── Data for this task

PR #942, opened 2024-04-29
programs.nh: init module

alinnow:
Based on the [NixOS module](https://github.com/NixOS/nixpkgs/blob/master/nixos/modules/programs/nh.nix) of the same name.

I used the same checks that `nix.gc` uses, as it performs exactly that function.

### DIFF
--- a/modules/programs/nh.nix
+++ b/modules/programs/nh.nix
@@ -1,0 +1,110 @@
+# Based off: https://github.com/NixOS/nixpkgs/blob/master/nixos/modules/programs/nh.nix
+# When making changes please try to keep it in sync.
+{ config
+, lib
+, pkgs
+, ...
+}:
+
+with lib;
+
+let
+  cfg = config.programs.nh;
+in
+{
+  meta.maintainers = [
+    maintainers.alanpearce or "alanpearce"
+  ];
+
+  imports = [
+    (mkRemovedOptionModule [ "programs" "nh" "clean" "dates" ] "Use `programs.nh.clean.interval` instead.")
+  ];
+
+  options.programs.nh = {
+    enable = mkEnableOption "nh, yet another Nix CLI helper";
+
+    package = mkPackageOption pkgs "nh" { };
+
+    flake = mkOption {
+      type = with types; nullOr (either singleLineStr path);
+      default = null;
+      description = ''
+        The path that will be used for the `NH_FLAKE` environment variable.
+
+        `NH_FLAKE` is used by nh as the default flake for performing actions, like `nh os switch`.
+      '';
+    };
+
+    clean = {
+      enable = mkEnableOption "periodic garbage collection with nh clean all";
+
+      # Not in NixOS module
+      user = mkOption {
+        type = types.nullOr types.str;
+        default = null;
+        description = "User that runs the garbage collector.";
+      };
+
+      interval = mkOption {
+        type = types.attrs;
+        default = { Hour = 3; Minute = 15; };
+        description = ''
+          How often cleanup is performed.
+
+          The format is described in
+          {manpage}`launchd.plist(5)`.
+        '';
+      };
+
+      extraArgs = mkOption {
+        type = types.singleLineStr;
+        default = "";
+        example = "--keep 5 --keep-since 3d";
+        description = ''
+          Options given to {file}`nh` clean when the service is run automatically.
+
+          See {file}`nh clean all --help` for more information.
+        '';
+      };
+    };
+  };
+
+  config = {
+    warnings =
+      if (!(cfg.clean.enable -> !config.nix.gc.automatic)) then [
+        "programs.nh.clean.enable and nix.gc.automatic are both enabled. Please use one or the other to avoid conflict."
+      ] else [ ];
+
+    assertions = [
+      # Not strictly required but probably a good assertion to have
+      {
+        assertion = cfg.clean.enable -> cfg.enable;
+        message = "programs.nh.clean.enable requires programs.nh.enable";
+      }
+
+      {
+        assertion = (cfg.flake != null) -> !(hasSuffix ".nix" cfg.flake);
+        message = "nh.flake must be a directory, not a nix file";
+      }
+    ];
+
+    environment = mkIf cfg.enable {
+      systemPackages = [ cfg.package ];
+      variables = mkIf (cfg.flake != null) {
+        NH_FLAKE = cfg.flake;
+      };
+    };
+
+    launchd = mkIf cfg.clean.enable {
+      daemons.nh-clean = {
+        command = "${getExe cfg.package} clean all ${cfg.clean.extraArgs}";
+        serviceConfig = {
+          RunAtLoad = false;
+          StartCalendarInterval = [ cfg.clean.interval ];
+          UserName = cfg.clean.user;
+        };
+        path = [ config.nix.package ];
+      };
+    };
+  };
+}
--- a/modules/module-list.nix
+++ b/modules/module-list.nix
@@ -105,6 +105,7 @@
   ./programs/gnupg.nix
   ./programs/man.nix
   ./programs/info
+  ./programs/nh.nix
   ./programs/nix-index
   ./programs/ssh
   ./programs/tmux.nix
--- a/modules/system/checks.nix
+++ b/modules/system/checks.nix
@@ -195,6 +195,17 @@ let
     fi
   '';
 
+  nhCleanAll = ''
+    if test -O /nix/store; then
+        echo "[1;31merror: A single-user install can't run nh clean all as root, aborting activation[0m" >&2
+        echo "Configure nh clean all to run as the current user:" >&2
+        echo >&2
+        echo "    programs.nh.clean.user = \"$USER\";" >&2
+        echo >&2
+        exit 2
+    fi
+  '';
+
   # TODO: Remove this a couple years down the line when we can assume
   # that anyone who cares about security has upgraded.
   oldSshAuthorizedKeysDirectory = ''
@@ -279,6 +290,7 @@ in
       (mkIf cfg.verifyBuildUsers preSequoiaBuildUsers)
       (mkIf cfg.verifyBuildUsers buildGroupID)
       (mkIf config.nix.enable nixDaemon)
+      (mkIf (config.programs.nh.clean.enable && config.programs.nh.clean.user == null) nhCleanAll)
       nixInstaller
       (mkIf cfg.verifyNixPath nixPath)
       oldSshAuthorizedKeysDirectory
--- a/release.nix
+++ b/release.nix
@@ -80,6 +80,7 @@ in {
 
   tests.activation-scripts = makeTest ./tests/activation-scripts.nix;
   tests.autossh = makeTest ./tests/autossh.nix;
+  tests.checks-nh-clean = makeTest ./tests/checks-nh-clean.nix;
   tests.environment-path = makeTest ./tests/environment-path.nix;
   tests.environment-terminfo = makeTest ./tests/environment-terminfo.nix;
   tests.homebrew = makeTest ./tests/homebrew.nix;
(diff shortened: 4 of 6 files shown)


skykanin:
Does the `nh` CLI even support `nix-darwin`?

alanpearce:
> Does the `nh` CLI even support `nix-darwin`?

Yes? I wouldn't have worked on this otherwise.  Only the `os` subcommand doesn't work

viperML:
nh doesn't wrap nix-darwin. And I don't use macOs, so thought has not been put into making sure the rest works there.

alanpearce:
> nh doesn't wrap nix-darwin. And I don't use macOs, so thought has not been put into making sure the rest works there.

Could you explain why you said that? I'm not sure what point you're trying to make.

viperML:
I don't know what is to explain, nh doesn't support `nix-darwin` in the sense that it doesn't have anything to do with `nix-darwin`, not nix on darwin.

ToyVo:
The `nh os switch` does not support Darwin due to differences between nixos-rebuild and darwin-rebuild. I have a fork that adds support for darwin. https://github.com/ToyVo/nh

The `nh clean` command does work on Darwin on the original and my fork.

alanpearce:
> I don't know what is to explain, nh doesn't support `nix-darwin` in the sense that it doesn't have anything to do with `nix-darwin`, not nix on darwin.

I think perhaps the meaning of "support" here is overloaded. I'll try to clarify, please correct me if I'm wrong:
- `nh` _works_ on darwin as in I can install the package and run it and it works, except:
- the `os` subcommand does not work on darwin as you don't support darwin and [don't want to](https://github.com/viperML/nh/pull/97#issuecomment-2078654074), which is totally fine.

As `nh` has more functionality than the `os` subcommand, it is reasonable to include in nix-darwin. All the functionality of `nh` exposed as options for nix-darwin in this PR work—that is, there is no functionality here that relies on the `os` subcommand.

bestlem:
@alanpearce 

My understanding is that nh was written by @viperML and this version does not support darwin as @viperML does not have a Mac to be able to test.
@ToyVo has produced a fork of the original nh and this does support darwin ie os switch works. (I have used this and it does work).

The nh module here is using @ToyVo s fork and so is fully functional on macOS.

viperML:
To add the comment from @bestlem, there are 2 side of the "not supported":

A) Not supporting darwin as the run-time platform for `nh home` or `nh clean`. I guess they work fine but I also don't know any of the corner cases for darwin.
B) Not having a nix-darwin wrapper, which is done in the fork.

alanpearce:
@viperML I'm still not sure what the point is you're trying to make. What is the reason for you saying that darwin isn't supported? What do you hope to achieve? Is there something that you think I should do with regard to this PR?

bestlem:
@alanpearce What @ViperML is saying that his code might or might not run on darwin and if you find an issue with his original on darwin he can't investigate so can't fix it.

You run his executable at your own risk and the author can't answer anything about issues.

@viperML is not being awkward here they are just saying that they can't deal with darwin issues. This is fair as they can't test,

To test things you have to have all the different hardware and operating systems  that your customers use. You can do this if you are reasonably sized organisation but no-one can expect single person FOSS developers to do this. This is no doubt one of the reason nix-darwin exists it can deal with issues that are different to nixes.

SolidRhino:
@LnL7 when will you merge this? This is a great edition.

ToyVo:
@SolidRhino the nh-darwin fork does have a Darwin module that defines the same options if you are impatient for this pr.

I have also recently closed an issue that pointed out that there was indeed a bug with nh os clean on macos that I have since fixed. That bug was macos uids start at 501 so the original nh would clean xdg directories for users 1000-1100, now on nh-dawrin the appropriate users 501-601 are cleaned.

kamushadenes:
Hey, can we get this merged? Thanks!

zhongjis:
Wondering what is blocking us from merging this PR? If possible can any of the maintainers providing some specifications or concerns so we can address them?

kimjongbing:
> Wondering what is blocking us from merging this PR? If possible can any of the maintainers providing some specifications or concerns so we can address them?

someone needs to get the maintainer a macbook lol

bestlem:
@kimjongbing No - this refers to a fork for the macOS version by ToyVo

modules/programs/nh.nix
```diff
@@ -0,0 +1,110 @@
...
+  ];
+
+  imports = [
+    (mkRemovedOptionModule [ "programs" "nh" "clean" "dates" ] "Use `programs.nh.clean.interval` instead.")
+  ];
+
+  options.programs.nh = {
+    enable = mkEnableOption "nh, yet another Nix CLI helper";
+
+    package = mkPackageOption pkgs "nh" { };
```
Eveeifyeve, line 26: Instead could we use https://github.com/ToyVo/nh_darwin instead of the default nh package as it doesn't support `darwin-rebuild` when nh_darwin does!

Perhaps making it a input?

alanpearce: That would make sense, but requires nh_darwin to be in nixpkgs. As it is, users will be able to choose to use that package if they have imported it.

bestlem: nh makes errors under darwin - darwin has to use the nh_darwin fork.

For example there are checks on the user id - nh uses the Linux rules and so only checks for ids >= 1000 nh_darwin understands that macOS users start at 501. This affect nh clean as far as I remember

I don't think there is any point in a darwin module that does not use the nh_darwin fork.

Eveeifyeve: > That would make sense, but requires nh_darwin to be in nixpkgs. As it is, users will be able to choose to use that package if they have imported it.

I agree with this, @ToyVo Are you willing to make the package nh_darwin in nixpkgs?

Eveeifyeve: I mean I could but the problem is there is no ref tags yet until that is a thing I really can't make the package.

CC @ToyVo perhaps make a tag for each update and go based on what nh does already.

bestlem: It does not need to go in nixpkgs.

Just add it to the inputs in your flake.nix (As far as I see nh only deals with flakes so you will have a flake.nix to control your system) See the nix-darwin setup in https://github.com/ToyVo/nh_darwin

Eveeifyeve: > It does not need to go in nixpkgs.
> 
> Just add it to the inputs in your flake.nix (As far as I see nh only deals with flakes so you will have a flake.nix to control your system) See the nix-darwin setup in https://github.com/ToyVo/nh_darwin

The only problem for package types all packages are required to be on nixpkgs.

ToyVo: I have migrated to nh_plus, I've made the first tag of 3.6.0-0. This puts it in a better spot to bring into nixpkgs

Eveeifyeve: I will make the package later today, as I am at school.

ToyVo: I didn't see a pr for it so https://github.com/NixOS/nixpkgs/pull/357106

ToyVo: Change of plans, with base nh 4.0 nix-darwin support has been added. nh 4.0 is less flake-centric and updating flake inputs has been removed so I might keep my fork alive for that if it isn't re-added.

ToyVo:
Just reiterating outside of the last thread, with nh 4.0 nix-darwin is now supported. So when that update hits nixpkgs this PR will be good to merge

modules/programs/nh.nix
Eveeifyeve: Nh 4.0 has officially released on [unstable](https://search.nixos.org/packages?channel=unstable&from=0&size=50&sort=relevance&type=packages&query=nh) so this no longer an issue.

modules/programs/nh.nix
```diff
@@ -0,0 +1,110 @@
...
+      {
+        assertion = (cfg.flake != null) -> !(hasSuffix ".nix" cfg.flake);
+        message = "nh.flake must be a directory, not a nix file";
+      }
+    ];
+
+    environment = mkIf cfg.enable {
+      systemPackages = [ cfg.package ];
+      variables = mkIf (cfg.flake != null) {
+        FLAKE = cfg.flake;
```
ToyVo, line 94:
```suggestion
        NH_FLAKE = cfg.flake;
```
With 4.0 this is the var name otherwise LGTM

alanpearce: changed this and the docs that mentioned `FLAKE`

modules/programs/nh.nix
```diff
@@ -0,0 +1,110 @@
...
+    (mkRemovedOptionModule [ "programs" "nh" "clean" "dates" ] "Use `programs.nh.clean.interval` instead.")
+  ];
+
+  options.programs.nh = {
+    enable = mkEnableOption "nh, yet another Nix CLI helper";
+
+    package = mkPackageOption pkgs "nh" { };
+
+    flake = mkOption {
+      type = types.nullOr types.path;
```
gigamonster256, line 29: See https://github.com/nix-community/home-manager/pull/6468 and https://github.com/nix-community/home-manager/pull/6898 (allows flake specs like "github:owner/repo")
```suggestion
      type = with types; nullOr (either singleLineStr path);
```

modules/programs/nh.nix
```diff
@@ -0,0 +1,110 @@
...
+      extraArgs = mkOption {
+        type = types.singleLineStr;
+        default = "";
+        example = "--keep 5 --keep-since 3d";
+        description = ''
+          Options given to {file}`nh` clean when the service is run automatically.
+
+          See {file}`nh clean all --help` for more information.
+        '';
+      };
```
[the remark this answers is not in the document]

────

*Instructions for the task*
Search the entries above for the string "SolidRhino", and report each line where it occurs.

*Task answer*
SolidRhino:
@SolidRhino the nh-darwin fork does have a Darwin module that defines the same options if you are impatient for this pr.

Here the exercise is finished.